- [Exercise requirements]: Hunt for the word "additional" across the entries below, copying each line that holds it.

- [Input]:
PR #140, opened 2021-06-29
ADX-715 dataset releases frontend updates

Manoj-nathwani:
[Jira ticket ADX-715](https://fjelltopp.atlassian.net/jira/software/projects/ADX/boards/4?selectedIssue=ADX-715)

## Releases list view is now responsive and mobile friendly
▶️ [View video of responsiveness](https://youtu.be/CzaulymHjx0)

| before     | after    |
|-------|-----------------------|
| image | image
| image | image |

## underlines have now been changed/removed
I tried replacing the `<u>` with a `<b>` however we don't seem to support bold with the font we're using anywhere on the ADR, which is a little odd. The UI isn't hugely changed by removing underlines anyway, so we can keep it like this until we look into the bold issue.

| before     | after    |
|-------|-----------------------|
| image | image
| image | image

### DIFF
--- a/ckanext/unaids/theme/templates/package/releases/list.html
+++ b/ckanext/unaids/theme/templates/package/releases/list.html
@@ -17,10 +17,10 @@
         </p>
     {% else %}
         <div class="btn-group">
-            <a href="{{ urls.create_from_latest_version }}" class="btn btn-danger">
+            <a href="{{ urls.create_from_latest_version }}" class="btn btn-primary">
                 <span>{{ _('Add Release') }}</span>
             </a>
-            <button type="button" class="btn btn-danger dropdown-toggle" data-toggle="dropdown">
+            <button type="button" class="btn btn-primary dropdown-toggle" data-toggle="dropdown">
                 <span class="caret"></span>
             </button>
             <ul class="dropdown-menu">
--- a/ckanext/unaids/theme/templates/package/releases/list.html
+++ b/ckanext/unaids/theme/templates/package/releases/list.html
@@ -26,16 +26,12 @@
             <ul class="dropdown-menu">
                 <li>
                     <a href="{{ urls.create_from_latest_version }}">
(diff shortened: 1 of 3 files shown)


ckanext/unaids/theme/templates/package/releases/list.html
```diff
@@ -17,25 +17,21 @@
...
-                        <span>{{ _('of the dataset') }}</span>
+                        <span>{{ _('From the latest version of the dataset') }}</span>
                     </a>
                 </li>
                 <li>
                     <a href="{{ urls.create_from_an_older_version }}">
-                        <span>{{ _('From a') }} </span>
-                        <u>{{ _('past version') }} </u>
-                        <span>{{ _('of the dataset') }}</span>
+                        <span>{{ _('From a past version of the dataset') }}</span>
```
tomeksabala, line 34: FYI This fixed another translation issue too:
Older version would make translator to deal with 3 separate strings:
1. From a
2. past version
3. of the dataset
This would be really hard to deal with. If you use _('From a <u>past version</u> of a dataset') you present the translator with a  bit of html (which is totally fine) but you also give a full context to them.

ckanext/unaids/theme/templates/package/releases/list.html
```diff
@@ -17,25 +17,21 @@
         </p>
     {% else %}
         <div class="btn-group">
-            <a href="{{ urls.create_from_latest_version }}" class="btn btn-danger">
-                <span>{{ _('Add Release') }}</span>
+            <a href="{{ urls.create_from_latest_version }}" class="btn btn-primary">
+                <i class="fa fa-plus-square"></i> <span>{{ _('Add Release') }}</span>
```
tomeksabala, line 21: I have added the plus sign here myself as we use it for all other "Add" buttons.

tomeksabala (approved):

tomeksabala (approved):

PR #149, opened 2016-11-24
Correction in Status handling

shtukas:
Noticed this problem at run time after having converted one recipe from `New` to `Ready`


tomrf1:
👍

* * *

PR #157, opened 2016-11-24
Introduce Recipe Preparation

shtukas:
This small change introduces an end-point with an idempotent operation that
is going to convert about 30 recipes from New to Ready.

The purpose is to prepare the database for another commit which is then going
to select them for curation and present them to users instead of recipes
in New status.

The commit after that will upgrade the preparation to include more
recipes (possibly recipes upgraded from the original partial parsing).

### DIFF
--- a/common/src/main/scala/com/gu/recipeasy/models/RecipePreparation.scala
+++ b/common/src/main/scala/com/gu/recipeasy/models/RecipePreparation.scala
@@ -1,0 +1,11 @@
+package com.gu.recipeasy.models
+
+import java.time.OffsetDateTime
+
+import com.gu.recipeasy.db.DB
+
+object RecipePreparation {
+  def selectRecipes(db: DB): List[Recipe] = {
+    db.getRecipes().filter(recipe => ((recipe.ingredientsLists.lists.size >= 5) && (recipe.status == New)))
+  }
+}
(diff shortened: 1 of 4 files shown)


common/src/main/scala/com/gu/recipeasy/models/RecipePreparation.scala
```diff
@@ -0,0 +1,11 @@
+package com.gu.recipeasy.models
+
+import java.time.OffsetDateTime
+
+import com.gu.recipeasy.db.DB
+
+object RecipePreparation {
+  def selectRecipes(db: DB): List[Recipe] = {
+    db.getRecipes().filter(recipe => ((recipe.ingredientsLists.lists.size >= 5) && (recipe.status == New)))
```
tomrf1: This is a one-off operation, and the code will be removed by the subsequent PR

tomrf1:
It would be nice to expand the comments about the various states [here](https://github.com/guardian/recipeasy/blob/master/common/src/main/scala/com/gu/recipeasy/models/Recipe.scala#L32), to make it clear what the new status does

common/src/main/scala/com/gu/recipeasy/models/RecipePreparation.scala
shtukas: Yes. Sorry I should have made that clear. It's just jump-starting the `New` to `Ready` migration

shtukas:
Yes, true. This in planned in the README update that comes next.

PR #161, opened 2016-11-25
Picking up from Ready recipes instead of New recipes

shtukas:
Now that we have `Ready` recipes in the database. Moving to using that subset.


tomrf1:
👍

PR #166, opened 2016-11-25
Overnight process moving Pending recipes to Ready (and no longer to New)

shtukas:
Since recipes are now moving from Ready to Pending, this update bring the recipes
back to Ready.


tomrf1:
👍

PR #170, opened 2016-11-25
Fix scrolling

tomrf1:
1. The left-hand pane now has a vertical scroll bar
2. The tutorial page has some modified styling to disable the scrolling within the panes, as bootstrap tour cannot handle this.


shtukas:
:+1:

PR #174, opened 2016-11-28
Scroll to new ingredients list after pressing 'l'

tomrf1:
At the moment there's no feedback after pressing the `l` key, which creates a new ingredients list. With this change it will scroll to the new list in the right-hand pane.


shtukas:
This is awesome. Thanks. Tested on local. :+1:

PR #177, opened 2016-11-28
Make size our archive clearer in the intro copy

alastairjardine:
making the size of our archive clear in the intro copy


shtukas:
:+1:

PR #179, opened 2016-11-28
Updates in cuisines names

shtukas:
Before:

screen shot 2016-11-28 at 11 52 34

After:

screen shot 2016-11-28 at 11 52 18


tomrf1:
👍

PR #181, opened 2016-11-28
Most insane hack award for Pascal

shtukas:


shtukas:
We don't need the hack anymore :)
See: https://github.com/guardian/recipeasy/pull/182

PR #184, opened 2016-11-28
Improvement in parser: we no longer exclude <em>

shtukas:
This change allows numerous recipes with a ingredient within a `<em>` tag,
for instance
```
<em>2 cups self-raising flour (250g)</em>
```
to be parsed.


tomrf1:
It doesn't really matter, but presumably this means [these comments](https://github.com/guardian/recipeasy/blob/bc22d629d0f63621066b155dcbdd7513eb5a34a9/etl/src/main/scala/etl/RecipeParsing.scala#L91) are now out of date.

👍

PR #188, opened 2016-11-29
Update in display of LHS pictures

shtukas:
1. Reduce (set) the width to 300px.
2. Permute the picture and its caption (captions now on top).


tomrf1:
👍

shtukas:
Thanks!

---

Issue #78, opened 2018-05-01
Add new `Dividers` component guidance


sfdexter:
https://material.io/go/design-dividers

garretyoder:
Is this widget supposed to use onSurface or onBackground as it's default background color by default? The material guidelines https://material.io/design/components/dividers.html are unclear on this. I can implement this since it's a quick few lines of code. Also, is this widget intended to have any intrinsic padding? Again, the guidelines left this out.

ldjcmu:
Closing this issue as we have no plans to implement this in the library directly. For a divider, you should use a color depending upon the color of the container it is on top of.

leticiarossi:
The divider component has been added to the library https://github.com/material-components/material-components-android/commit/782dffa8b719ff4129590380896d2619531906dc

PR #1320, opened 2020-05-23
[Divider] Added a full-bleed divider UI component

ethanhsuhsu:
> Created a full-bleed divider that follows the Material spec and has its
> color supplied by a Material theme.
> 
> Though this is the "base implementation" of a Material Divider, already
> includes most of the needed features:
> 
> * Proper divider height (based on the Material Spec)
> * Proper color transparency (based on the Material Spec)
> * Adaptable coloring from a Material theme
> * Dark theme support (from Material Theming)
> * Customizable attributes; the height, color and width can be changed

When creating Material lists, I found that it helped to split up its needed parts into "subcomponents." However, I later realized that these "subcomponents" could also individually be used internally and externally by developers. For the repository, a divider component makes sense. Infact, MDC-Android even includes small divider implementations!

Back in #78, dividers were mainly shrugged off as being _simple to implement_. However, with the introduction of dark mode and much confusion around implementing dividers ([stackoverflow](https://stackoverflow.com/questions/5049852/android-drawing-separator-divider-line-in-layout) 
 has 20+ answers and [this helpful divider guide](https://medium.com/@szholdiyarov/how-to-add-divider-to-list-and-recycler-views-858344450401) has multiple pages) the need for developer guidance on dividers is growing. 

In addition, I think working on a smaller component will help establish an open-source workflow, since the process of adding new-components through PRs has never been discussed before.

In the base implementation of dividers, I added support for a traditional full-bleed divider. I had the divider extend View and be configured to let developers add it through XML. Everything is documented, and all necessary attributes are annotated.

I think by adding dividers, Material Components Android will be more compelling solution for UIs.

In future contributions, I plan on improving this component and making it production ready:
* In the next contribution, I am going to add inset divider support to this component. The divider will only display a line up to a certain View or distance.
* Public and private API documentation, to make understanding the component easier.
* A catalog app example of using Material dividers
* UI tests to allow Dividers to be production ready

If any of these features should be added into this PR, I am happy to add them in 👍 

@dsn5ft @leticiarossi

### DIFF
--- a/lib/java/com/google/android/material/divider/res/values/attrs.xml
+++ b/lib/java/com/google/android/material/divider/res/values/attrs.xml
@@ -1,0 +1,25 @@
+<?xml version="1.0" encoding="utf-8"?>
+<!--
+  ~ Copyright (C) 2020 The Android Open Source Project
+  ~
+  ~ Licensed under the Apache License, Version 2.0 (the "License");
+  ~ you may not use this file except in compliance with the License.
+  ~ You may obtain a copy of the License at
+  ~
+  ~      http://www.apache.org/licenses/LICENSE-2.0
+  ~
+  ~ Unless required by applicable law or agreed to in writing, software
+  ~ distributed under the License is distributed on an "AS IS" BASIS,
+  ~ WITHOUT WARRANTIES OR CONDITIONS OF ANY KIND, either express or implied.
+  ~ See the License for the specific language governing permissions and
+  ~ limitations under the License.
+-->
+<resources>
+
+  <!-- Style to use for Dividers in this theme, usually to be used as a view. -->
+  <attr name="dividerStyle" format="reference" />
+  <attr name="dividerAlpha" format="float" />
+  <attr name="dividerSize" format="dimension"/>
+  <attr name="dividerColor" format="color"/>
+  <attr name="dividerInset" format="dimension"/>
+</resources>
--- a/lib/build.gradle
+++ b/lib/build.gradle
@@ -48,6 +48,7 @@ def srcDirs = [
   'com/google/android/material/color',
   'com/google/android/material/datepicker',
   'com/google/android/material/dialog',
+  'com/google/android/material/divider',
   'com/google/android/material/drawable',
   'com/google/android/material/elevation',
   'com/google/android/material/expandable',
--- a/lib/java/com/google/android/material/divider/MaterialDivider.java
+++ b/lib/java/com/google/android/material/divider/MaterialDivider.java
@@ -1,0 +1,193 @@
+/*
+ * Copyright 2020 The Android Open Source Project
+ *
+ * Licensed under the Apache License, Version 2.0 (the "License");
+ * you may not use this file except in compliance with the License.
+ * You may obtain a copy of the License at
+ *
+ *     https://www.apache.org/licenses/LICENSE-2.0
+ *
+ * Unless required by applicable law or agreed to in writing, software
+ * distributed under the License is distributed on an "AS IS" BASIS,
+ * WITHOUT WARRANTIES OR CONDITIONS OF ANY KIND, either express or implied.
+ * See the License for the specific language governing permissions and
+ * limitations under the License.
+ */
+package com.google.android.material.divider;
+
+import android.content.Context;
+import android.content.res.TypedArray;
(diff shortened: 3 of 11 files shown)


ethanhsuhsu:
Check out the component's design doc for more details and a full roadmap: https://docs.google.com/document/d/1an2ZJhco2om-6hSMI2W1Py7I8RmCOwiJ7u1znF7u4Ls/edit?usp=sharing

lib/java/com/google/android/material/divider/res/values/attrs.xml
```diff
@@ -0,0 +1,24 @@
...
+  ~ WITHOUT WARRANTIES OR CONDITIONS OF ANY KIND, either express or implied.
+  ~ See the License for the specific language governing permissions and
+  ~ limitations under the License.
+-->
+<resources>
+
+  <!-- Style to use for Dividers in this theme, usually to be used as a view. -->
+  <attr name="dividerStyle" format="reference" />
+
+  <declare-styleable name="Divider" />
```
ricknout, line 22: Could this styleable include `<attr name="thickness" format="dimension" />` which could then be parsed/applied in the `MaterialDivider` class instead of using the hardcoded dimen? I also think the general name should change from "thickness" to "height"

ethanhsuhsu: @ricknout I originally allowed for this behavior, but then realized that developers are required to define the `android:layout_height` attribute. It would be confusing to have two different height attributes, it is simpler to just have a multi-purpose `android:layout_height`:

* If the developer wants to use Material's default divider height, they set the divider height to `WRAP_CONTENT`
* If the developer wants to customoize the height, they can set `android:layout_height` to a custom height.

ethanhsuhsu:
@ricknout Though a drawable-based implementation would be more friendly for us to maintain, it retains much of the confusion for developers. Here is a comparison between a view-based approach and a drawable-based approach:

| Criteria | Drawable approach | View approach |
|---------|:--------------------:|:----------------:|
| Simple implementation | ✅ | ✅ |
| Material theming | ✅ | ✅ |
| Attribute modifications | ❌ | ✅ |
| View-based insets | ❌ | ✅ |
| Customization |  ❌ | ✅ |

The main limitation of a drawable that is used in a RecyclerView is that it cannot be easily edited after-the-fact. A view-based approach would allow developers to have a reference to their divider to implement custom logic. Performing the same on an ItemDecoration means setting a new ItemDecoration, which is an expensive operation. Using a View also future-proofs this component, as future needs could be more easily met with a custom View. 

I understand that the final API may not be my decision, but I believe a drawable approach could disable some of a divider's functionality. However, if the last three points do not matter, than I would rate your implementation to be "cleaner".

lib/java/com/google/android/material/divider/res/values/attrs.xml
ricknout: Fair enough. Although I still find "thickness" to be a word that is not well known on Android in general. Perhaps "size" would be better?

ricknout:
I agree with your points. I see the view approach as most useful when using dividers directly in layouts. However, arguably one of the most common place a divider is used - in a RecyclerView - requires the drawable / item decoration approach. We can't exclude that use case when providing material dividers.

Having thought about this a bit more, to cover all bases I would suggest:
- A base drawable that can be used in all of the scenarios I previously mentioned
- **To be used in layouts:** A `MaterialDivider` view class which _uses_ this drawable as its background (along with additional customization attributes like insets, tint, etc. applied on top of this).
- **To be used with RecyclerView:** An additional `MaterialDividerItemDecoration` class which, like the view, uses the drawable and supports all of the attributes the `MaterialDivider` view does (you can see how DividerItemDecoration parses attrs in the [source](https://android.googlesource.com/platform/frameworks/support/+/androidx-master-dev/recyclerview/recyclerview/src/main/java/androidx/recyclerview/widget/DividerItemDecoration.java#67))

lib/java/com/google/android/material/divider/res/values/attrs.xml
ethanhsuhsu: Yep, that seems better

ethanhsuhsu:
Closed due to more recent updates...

- [Written response]:
- **To be used in layouts:** A `MaterialDivider` view class which _uses_ this drawable as its background (along with additional customization attributes like insets, tint, etc. applied on top of this).
- **To be used with RecyclerView:** An additional `MaterialDividerItemDecoration` class which, like the view, uses the drawable and supports all of the attributes the `MaterialDivider` view does (you can see how DividerItemDecoration parses attrs in the [source](https://android.googlesource.com/platform/frameworks/support/+/androidx-master-dev/recyclerview/recyclerview/src/main/java/androidx/recyclerview/widget/DividerItemDecoration.java#67))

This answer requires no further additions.